*Data supplied*
+---+
PR #234, opened 2020-05-19
feat(UI): Add search help tooltip

Thebarda:
This PR adds same search input help tooltip as events view because it will be use on modules as HD.
searchHelpTooltip


src/InputField/Search/SearchHelpTooltip.tsx
```diff
@@ -0,0 +1,127 @@
...
+      </Box>
+    </>
+  );
+};
+
+interface TooltipProps extends ContentProps {
+  labelSearchHelp: string;
+}
+
+const SearchHelpTooltip = ({
```
bdauria, line 74: I like the idea to make this re-usable, but I would rename it to something more generic as it can also be useful for some other kind of tooltips. What about PersistentTooltip?

src/InputField/Search/PersistentTooltip.tsx
```diff
@@ -0,0 +1,142 @@
...
+        {displayElement(
+          <i>
+            <b>{`${labelTips}: `}</b>
+            {`${labelGetHelp} `}
+            <Link href={urlTip} target="_blank" rel="noopener noreferrer">
+              {labelUrlTip}
+            </Link>
+          </i>,
+        )(labelTips && labelGetHelp && urlTip && labelUrlTip)}
+      </Box>
```
bdauria, line 73: I'm wondering if we want to be that enclosed in the implementation. Wouldn't it be better to let the implementation of the content to the calling Component?

src/InputField/Search/PersistentTooltip.tsx
```diff
@@ -0,0 +1,74 @@
...
+  const title = (
+    <>
+      <IconButton
+        size="small"
+        onClick={closeTooltip}
+        className={classes.buttonClose}
+      >
+        <IconClose fontSize="small" />
+      </IconButton>
+      {content}
```
bdauria, line 52: a children prop would be more appropriate here

Thebarda:
> IMHO, we should add the possibility to set this tooltip as controlled, like it's done in material-ui's tooltip with useControlled hook (https://github.com/mui-org/material-ui/blob/master/packages/material-ui/src/Tooltip/Tooltip.js#L203)
> This will allow to test it with storyshots. Cause current generated storyshots do not display tooltip

So, you want to add a `useTooltip` that control `open`state and pass that `open` to PersistentTooltip as prop, isn't it ?

kduret:
> > IMHO, we should add the possibility to set this tooltip as controlled, like it's done in material-ui's tooltip with useControlled hook (https://github.com/mui-org/material-ui/blob/master/packages/material-ui/src/Tooltip/Tooltip.js#L203)
> > This will allow to test it with storyshots. Cause current generated storyshots do not display tooltip
> 
> @kduret So, you want to add a `useTooltip` that control `open`state and pass that `open` to PersistentTooltip as prop, isn't it ? And would you use both uncontrolled and controlled tooltip ? Or maybe just add a `defaultOpen` prop ?
> 
> Note : It is difficult to test an opened tooltip because it triggers an animation and jest snapshot is triggered before that animation

my suggestion was just to set a `open` prop to persistentTooltip component. This prop should be optional. Its purpose is to put the component as controlled. But maybe it's a bad idea et make it too complex. You should decide @bdauria and @Thebarda

Thebarda:
> > > IMHO, we should add the possibility to set this tooltip as controlled, like it's done in material-ui's tooltip with useControlled hook (https://github.com/mui-org/material-ui/blob/master/packages/material-ui/src/Tooltip/Tooltip.js#L203)
> > > This will allow to test it with storyshots. Cause current generated storyshots do not display tooltip
> > 
> > 
> > @kduret So, you want to add a `useTooltip` that control `open`state and pass that `open` to PersistentTooltip as prop, isn't it ? And would you use both uncontrolled and controlled tooltip ? Or maybe just add a `defaultOpen` prop ?
> > Note : It is difficult to test an opened tooltip because it triggers an animation and jest snapshot is triggered before that animation
> 
> my suggestion was just to set a `open` prop to persistentTooltip component. This prop should be optional. Its purpose is to put the component as controlled. But maybe it's a bad idea et make it too complex. You should decide @bdauria and @Thebarda

My bad, it snapshots correctly opened tooltips

bdauria:
@Thebarda @kduret I find it a bit weird to have an open prop just for the sake of testing, but if there is no other way around it, then we should go for it.

src/InputField/Search/PersistentTooltip.tsx
```diff
@@ -0,0 +1,92 @@
...
+}: Props): JSX.Element => {
+  const classes = useStyles();
+
+  const [open, setOpen] = React.useState(openTooltip || false);
+
+  const toggleTooltip = (): void => {
+    ifElse(
+      isNil,
+      () => setOpen(!open),
+      () => toggleTooltipProp && toggleTooltipProp(),
```
bdauria, line 47: I think we would gain in readability if we use cond() instead of ifElse() since we actually have 3 cases, rather than 2

src/InputField/Search/PersistentTooltip.tsx
```diff
@@ -0,0 +1,92 @@
...
+
+  const closeTooltip = (): void => {
+    if (openTooltip) {
+      if (closeTooltipProp) {
+        closeTooltipProp();
+      }
+    } else {
+      setOpen(false);
+    }
+  };
```
bdauria, line 59:
```suggestion
    if (!openTooltip) {
     setOpen(false);
     return;
   }
   
   closeTooltipProp.?();
  };
```

PR #235, opened 2020-05-22
enh(Autocomplete): Add end adornment to Autocomplete

Thebarda:
singleAdornment
singleAdornmentMulti

PR #236, opened 2020-05-27
chore(npm): Update packages and update resulting typing errors

bdauria:


src/InputField/Select/Autocomplete/Multi/index.tsx
```diff
@@ -20,7 +20,10 @@ export type Props = Omit<
   AutocompleteProps,
   'renderTags' | 'renderOption' | 'multiple'
 > &
-  Omit<UseAutocompleteMultipleProps<SelectEntry>, 'multiple'>;
+  Omit<
+    MuiAutocompleteProps<SelectEntry, boolean, boolean, boolean>,
```
Thebarda, line 24: This line will confilct with #235

src/Snackbar/withSnackbar.tsx
```diff
@@ -21,7 +21,7 @@ interface SnackbarContextProviderProps {
   children?: ReactNode;
 }
 
-const withSnackbar = (Component): ((props) => ReactElement) => {
+const withSnackbar = (Component: React.SFC): ((props) => ReactElement) => {
```
jdelpierre, line 24: What is the SFC ?
I see this : https://stackoverflow.com/questions/53885993/react-16-7-react-sfc-is-now-deprecated
it's same ?

PR #237, opened 2020-05-27
fix(autocomplete): Fix single autcomplete value selection

Thebarda:
This PR fixes single connected autocomplete value selection.

singleconnectedvalue


src/InputField/Select/Autocomplete/Connected/index.tsx
```diff
@@ -64,14 +68,20 @@ export default (
 
     const loading = sending || !options;
 
+    const inputValueProps: InputValueProps = {};
+
+    if (optionsOpen) {
+      inputValueProps.inputValue = searchValue;
+    }
+
```
bdauria, line 76:
```suggestion
    const inputValueProps = optionsOpen ? { inputValue: searchValue } : {};

```

PR #238, opened 2020-06-02
enh(typing): Simplify error prop for TextField and add error prop to SelectField

bdauria:
This add an error prop to the SelectField and makes things consistent and easier by changing the error prop of TextField to string instead of boolean


kduret:
I'm not sure this storyshot should be displayed as an error : 
image

PR #239, opened 2020-06-05
enh(UI): Prevent enter key pressed in Wizard

Thebarda:
This PR prevents enter key pressed in whole wizard.
Indeed, when we click on next to go to second step, click again on next to go to third step then click on previous to go to second step and finally press Enter key, it goes to first step. Because Previous step button seems to keep like a focus.


Thebarda:
> is this feature of deleting the "enter" key really intended ?
> Will this change have to be applied to all wizards to make it uniform everywhere ?

This will change all wizard behavior about preventing "enter" key. Currently, this wizard is used only in Autodiscovery and License Manager.
In fact, by pressing "Enter" when there is a focus in a input field will go to next step. But when there is no focus inside the step it will not go to next or previous step.

PR #240, opened 2020-06-10
feat(UI): Create skeleton listing page

Thebarda:
listingPage1
listingPage2
listingPage3

Storybook_Trim
ListingPahe


src/Listing/index.tsx
```diff
@@ -353,9 +353,9 @@ const Listing = ({
   const emptyRows = limit - Math.min(limit, totalRows - currentPage * limit);
 
   const tableMaxHeight = (): string => {
-    return innerScrollDisabled
-      ? '100%'
-      : `calc(100vh - ${tableTopOffset}px - 25px)`;
+    return !innerScrollDisabled
+      ? `calc(100vh - ${tableTopOffset}px - 100px)`
+      : '100%';
```
bdauria, line 358:
```suggestion
    if (innerScrollDisabled) {
      return '100%';
    }
    
    return `calc(100vh - ${tableTopOffset}px - 100px)`;
```

I don't remember why we have to retract either 25px or 100px, but we should document it via a variable.

src/Listing/index.tsx
```diff
@@ -76,6 +76,8 @@ const cumulativeOffset = (element): number => {
   return cumulativeOffset(element.offsetParent) + element.offsetTop;
 };
 
+const heightOffset = '100px';
```
bdauria, line 79: Can we somehow get this value dynamically?

src/ListingPage/Filters.tsx
```diff
@@ -0,0 +1,93 @@
...
+  expandableFilters?: React.ReactElement;
+  expandTransitionFinished?: () => void;
+}
+
+const Filters = ({
+  filtersExpandable,
+  labelFiltersIcon,
+  filters,
+  expandableFilters,
+  expandTransitionFinished,
```
bdauria, line 60:
```suggestion
  onExpandTransitionFinish,
```
expandTransitionFinished sounds like a boolean value

src/ListingPage/Filters.tsx
```diff
@@ -0,0 +1,93 @@
...
+  const classes = useStyles();
+
+  const toggleExpanded = () => setExpanded(!expanded);
+
+  return (
+    <div className={classes.filters}>
+      <ExpansionPanel
+        square
+        expanded={!filtersExpandable ? false : expanded}
+        onTransitionEnd={() => expandTransitionFinished?.()}
```
bdauria, line 72:
```suggestion
        onTransitionEnd={() => onExpandTransitionFinish?.()}
```

src/ListingPage/Filters.tsx
```diff
@@ -0,0 +1,93 @@
...
+  const [expanded, setExpanded] = React.useState(false);
+  const classes = useStyles();
+
+  const toggleExpanded = () => setExpanded(!expanded);
+
+  return (
+    <div className={classes.filters}>
+      <ExpansionPanel
+        square
+        expanded={!filtersExpandable ? false : expanded}
```
bdauria, line 71:
```suggestion
        expanded={filtersExpandable ? expanded : false}
```

src/ListingPage/SlidePanel.tsx
```diff
@@ -0,0 +1,46 @@
...
+    <Slide
+      direction="left"
+      in={equals(open, true)}
+      timeout={{
+        enter: 150,
+        exit: 50,
+      }}
+    >
+      <div className={classes.rightPanel}>
+        <Paper elevation={5} className={classes.paperPanel}>
```
bdauria, line 38: We need the fixed header here as it's a common use case

src/ListingPage/SlidePanel.tsx
```diff
@@ -0,0 +1,62 @@
...
+          {slideHeader && (
+            <Paper elevation={3} className={classes.slideHeader}>
+              {slideHeader}
+            </Paper>
+          )}
+          <div className={classes.slideContent}>{slidePanel}</div>
```
bdauria, line 55: In the case of the event view, the panel content is stateful, so we might want to extract this part into a dedicated Component extensible using both header and body sub-Components.

Then, instead of passing slidePanelHeader and slidePanel from above, we would just pass something slidePanelContent encapsulating this part.

src/ListingPage/index.stories.tsx
```diff
@@ -218,9 +219,16 @@ const DetailsPanelHeader = (): JSX.Element => (
...
+  <SlidePanel
+    header={<DetailsPanelHeader />}
+    content={<DetailsPanelContent />}
+  />
+);
+
 export const normal = (): JSX.Element => (
   <ListingPage
-    slidePanelOpen={false}
+    openSlidePanel={false}
```
bdauria, line 231: I think the previous name made more sense for a variable (slidePanelOpen => noun versus openSlidePanel => verb)

src/ListingPage/index.stories.tsx
```diff
@@ -0,0 +1,330 @@
...
+    slidePanelOpen
+    listing={listing}
+    filtersExpandable
+    filters={<FiltersSummary />}
+    expandableFilters={<FiltersDetails />}
+    slidePanel={<DetailsPanel />}
+  />
+);
+
+export const NormalWithFiltersDetailsAndOpenedIntegratedPanel = (): JSX.Element => {
```
bdauria, line 315:
```suggestion
export const normalWithFiltersDetailsAndOpenedIntegratedPanel = (): JSX.Element => {
```

Thebarda: Eslint requires a capital as first character because this component is using React hooks

bdauria: I'd add a comment to disable the rule in that case to stay consistent with the other stories declaration

PR #106, opened 2021-05-12
Remove Google OAuth2 client ID & secret

### LINKED ISSUE #56: Sync Paused
About once a day, my account gets "paused". Once this happens, my passwords aren't synced any longer and any updates to my other accounts aren't synced.

Even after I log in again, the Chromium Password Manager remains empty and my passwords never resync.

What logs can I provide?

wjt:
As discussed in [this thread][0] and [this wiki page][1], these are used
to sign into Chromium for features like Chrome sync. Unfortunately,
these services are now only available to Google Chrome, not to
third-party builds of Chromium.  Developers can generate their own API
keys and add their Google account to a special mailing list, which will
allow them to sign in to Chromium for development and testing purposes,
but this only grants a very low quota.

Google recommends removing the default client ID & secret in third-party
builds. Do that here.

We keep the API key, which is used to access public APIs such as Safe
Browsing, and is not affected by this policy change.

Fixes #56, as best as is possible.

[0]: https://groups.google.com/a/chromium.org/g/chromium-packagers/c/SG6jnsP4pWM
[1]: https://www.chromium.org/developers/how-tos/api-keys

### DIFF
--- a/build-aux/bootstrap.sh
+++ b/build-aux/bootstrap.sh
@@ -1,6 +1,6 @@
 #!/bin/bash
 
-# DO NOT REUSE THE BELOW API KEYS; these are for Flathub only.
+# DO NOT REUSE THE BELOW API KEY; it is for Flathub only.
 # http://lists.debian.org/debian-legal/2013/11/msg00006.html
 tools/gn/bootstrap/bootstrap.py -v --no-clean --gn-gen-args='
     use_sysroot=false
@@ -15,8 +15,6 @@ tools/gn/bootstrap/bootstrap.py -v --no-clean --gn-gen-args='
     clang_use_chrome_plugins=false
     is_official_build=true
     google_api_key="AIzaSyAL6fqCZVFhA7K_qBvz9GO5Z-V1JBcPO0A"
-    google_default_client_id="62778694883-t4a8bf01lumav756cl6ujhhrqsqselq9.apps.googleusercontent.com"
-    google_default_client_secret="eeHsihEqYjhD2zuIROjerl_7"
     treat_warnings_as_errors=false
     proprietary_codecs=true
     ffmpeg_branding="Chrome"


wjt:
So… this deleted my entire Chromium profile. (It at least told me it was going to do so, but did not give any way to cancel!)

ramcq:
Does it behave in the same way if you do this: 
> If this question refers to a chromium derivative, if you set a client_id and secret, you'll have to make sure that the Google signin code is disabled, e.g., by passing the flag --allow-browser-signin=false as the signin integration does not fail gracefully once the quota on the API is exceeded.

(from https://groups.google.com/a/chromium.org/g/chromium-packagers/c/SG6jnsP4pWM/m/c4YTWPixAgAJ )

ramcq:
> I don't actually know whether there is any functionality enabled by the client ID and secret other than the allow-browser-signin, so maybe this suggestion is completely noise/bogus. Also wow that thread is full of very upset people.

OK yeah this is just completely bogus. Merely following the instructions on https://www.groovypost.com/howto/remove-a-google-account-from-chrome/ (disabling the browser sign-in) restarts and creates a new profile for me - and that flag has got to be the build-time version of that toggle.

ramcq:
https://superuser.com/questions/1354910/how-can-i-turn-off-chrome-sync-using-my-g-suite-account-without-losing-my-prof ...? :thinking:

ramcq:
> https://superuser.com/questions/1354910/how-can-i-turn-off-chrome-sync-using-my-g-suite-account-without-losing-my-prof ...?

FWIW I restored my profile from backup and tried this - it worked.

wjt:
Nice discovery!

So, we could pop something into `chromium.sh` to remove those keys from all profiles as a one-time migration step. I think it should be one-time because it is possible to provide environment variables to set the API key, so really determined users can create their own, add themselves to the relevant developer group, `flatpak override --env=…`, and away they go. (Actually, hmm, that's a way I could get my profile back. But I also tried copying my google-chrome profile directory into the right place and that "worked" too.)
+---+
*Goal of the exercise*
The word "string" appears in some lines of the data. Copy every one of those lines.

*Response area*
+  labelSearchHelp: string;
This add an error prop to the SelectField and makes things consistent and easier by changing the error prop of TextField to string instead of boolean
   const tableMaxHeight = (): string => {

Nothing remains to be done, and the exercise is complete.